I'm remodeling the kitchen and need to move the 220V wall oven to a new location. The existing wire from the circuit breaker to the current location is 6 ft short to make it to the new location. 
Can I replace the curent outlet with a juction box and connect the junction box to the new outlet with a 6 ft cable or I have to replace the entire wire to have one continous piece from the circuit breaker to the new outlet? 
Anyone knows the code for 240V wiring?


----------



## Speedy Petey (Feb 1, 2004)

We need to know the exact make up of the cable and what the connections are at the oven. 
An old 3-wire circuit to a 120/240v cooking appliance CANNOT be extended and must be re-run. 
If the oven is straight 240v then that is different.


----------



## thediyselfer (Jan 14, 2007)

The cable coming from the circuit breaker is black-red-white and copper. The cable from the oven is black-red-white-greeen, where the green is joined to the neutral (white). 
I was able to read what I think is the cable type on one of the wires : CL1251.
Is this sufficient information or you need me to try and get the cable make/part number?
Thanks for the help!


----------



## Speedy Petey (Feb 1, 2004)

From the sound of it you have what you need to meet current requirements. 
Get the proper size cable if you do intend to splice it, along with the proper splices (wire nuts, etc.). 
If you are in doubt, cut a piece of the cable off and bring it to an electrical supply house (sorry, I don't trust home centers to get stuff like this right).

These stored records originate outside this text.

Issue #2337, opened 2020-09-14
Title image disappears too early and system graphic changes on load


Ghabry:
1st bug:

Select "New Game". The title screen is black before the fadeout starts. In 0.6.2.2 this doesn't happen.

2nd bug:
Is a regression #2111 
Load a savegame that has an altered system graphic. The system graphic is already changed in the load menu before the fadeout happens. In 0.6.2.2 this doesn't happen.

They can provide you with a piece of cable, box and proper splices for the cables.
Upon re-hooking up the oven, splice the wires color for color and ground to green. Make sure you break the existing connection between the ground and white on the cable from the oven.


----------



## RobertWilber (Mar 24, 2006)

Hi Speedy
pardon me for sticking my 2 cents in, but
if you are planning to move the oven, and need to extend the cable, remember that the junction box and splice need to be accessible after you are finished. 
You can't make this splice and install a kitchen base cabinet in front of it. 
Accessible means able to be accessed [and worked on] without alteration of the building finish.


----------



## Speedy Petey (Feb 1, 2004)

That is a good point. I guess I just assumed the splice would be in a basement. 
Point taken. :thumbsup:


----------



## troubleseeker (Sep 25, 2006)

RobertWilber said:


> Hi Speedy
> pardon me for sticking my 2 cents in, but
> if you are planning to move the oven, and need to extend the cable, remember that the junction box and splice need to be accessible after you are finished.
> You can't make this splice and install a kitchen base cabinet in front of it.
> Accessible means able to be accessed [and worked on] without alteration of the building finish.


True that it must not be hidden in a wall or behind a cabinet, but as long as the junction box is accessable inside the cabinet, it is legal.


----------